*What you will do*.
Output all records below verbatim.

*Given records*.
◆ ◆ ◆ ◆ ◆ ◆ ◆
PR #3796, opened 2023-11-07
refactor: always set AZURE_ENVIRONMENT_FILEPATH on windows when custo…

cameronmeissner:
**What type of PR is this?**

Always set AZURE_ENVIRONMENT_FILEPATH on windows node when custom cloud is configured for AGC.

Fixes #

**Requirements**:
  
- [ ] includes documentation
- [ ] adds unit tests

**Release note**:
```
none
```


staging/cse/windows/provisioningscripts/kubeletstart.ps1
```diff
@@ -81,9 +81,6 @@ if ($global:NetworkPlugin -eq "azure") {
     # Restart Kubeproxy, which would wait, until the network is created
     # This was fixed in 1.15, workaround still needed for 1.14 https://github.com/kubernetes/kubernetes/pull/78612
     Restart-Service Kubeproxy -Force
-
-    # Set env file for Azure Stack
-    $env:AZURE_ENVIRONMENT_FILEPATH = "c:\k\azurestackcloud.json"
```
AbelHu, line 86: If this is removed, kubelet will not be able to get endpoints for custom clouds.

parts/windows/kuberneteswindowssetup.ps1
```diff
@@ -332,6 +332,7 @@ try
     # In case of AKSCustomCloud, customer cloud env will be loaded from azurestackcloud.json 
     {{if IsAKSCustomCloud}}
     $azureStackConfigFile = [io.path]::Combine($global:KubeDir, "azurestackcloud.json")
+    $env:AZURE_ENVIRONMENT_FILEPATH = $azureStackConfigFile
```
AbelHu, line 335: Which components will use this environment variable in running AKS Windows CSE script in node provisioning?

cameronmeissner: gotcha, I guess these are separate envs then

cameronmeissner: we want to make sure this set after CSE finishes so the new secure TLS bootstrap client-go credential plugin will be able to use it in order to request a TLS bootstrap token to join the cluster. The main idea is that instead of using a hard-coded TLS bootstrap token, we'll instead point kubelet towards this new credential plugin (which is just a go binary) via bootstrap-kubeconfig in order to generate a dynamic and short-lived TLS bootstrap token instead

staging/cse/windows/provisioningscripts/kubeletstart.ps1
cameronmeissner: reverted this change

AbelHu: @cameronmeissner If you plan to support custom clouds with other networkplugin, maybe you need to move `$env:AZURE_ENVIRONMENT_FILEPATH = "c:\k\azurestackcloud.json"` to outside of if.

parts/windows/kuberneteswindowssetup.ps1
AbelHu: I think that $env:AZURE_ENVIRONMENT_FILEPATH only can be used in current powershell session used by CSE. Please test whether it works as expected in the new secure TLS bootstrap client-go credential plugin

AbelHu: Setting Environment Variable Persistently
To set the environment persistently so they should remain even when close the session, PowerShell uses [System.Environment] class with the SetEnvironmentVariable method for the environment variable to set it persistently.

[System.Environment]::SetEnvironmentVariable('ResourceGroup','AZ_Resource_Group')
PS C:\> $env:ResourceGroup
AZ_Resource_Group

staging/cse/windows/provisioningscripts/kubeletstart.ps1
AbelHu: @cameronmeissner I think that you can remove it if a persistent environment variable `AZURE_ENVIRONMENT_FILEPATH` exists

cameronmeissner: > @cameronmeissner I think that you can remove it if a persistent environment variable `AZURE_ENVIRONMENT_FILEPATH` exists

right, this is what I was thinking - I figured we could just always set it irregardless of network plugin, that way whenever a particular plugin needs it it'll just be there, as well as for the secure bootstrap client

parts/windows/kuberneteswindowssetup.ps1
```diff
@@ -332,6 +332,7 @@ try
     # In case of AKSCustomCloud, customer cloud env will be loaded from azurestackcloud.json 
     {{if IsAKSCustomCloud}}
     $azureStackConfigFile = [io.path]::Combine($global:KubeDir, "azurestackcloud.json")
+    [Environment]::SetEnvironmentVariable("AZURE_ENVIRONMENT_FILEPATH", $azureStackConfigFile, [EnvironmentVariableTarget]::Machine)
```
AbelHu, line 335: Could we run some test in custom cloud to validate this test?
◆ ◆ ◆ ◆ ◆ ◆ ◆
*Finished exercise*.
PR #3796, opened 2023-11-07
refactor: always set AZURE_ENVIRONMENT_FILEPATH on windows when custo…

cameronmeissner:
**What type of PR is this?**

Always set AZURE_ENVIRONMENT_FILEPATH on windows node when custom cloud is configured for AGC.

Fixes #

**Requirements**:
  
- [ ] includes documentation
- [ ] adds unit tests

**Release note**:
```
none
```


staging/cse/windows/provisioningscripts/kubeletstart.ps1
```diff
@@ -81,9 +81,6 @@ if ($global:NetworkPlugin -eq "azure") {
     # Restart Kubeproxy, which would wait, until the network is created
     # This was fixed in 1.15, workaround still needed for 1.14 https://github.com/kubernetes/kubernetes/pull/78612
     Restart-Service Kubeproxy -Force
-
-    # Set env file for Azure Stack
-    $env:AZURE_ENVIRONMENT_FILEPATH = "c:\k\azurestackcloud.json"
```
AbelHu, line 86: If this is removed, kubelet will not be able to get endpoints for custom clouds.

parts/windows/kuberneteswindowssetup.ps1
```diff
@@ -332,6 +332,7 @@ try
     # In case of AKSCustomCloud, customer cloud env will be loaded from azurestackcloud.json 
     {{if IsAKSCustomCloud}}
     $azureStackConfigFile = [io.path]::Combine($global:KubeDir, "azurestackcloud.json")
+    $env:AZURE_ENVIRONMENT_FILEPATH = $azureStackConfigFile
```
AbelHu, line 335: Which components will use this environment variable in running AKS Windows CSE script in node provisioning?

cameronmeissner: gotcha, I guess these are separate envs then

cameronmeissner: we want to make sure this set after CSE finishes so the new secure TLS bootstrap client-go credential plugin will be able to use it in order to request a TLS bootstrap token to join the cluster. The main idea is that instead of using a hard-coded TLS bootstrap token, we'll instead point kubelet towards this new credential plugin (which is just a go binary) via bootstrap-kubeconfig in order to generate a dynamic and short-lived TLS bootstrap token instead

staging/cse/windows/provisioningscripts/kubeletstart.ps1
cameronmeissner: reverted this change

AbelHu: @cameronmeissner If you plan to support custom clouds with other networkplugin, maybe you need to move `$env:AZURE_ENVIRONMENT_FILEPATH = "c:\k\azurestackcloud.json"` to outside of if.

parts/windows/kuberneteswindowssetup.ps1
AbelHu: I think that $env:AZURE_ENVIRONMENT_FILEPATH only can be used in current powershell session used by CSE. Please test whether it works as expected in the new secure TLS bootstrap client-go credential plugin

AbelHu: Setting Environment Variable Persistently
To set the environment persistently so they should remain even when close the session, PowerShell uses [System.Environment] class with the SetEnvironmentVariable method for the environment variable to set it persistently.

[System.Environment]::SetEnvironmentVariable('ResourceGroup','AZ_Resource_Group')
PS C:\> $env:ResourceGroup
AZ_Resource_Group

staging/cse/windows/provisioningscripts/kubeletstart.ps1
AbelHu: @cameronmeissner I think that you can remove it if a persistent environment variable `AZURE_ENVIRONMENT_FILEPATH` exists

cameronmeissner: > @cameronmeissner I think that you can remove it if a persistent environment variable `AZURE_ENVIRONMENT_FILEPATH` exists

right, this is what I was thinking - I figured we could just always set it irregardless of network plugin, that way whenever a particular plugin needs it it'll just be there, as well as for the secure bootstrap client

parts/windows/kuberneteswindowssetup.ps1
```diff
@@ -332,6 +332,7 @@ try
     # In case of AKSCustomCloud, customer cloud env will be loaded from azurestackcloud.json 
     {{if IsAKSCustomCloud}}
     $azureStackConfigFile = [io.path]::Combine($global:KubeDir, "azurestackcloud.json")
+    [Environment]::SetEnvironmentVariable("AZURE_ENVIRONMENT_FILEPATH", $azureStackConfigFile, [EnvironmentVariableTarget]::Machine)
```
AbelHu, line 335: Could we run some test in custom cloud to validate this test?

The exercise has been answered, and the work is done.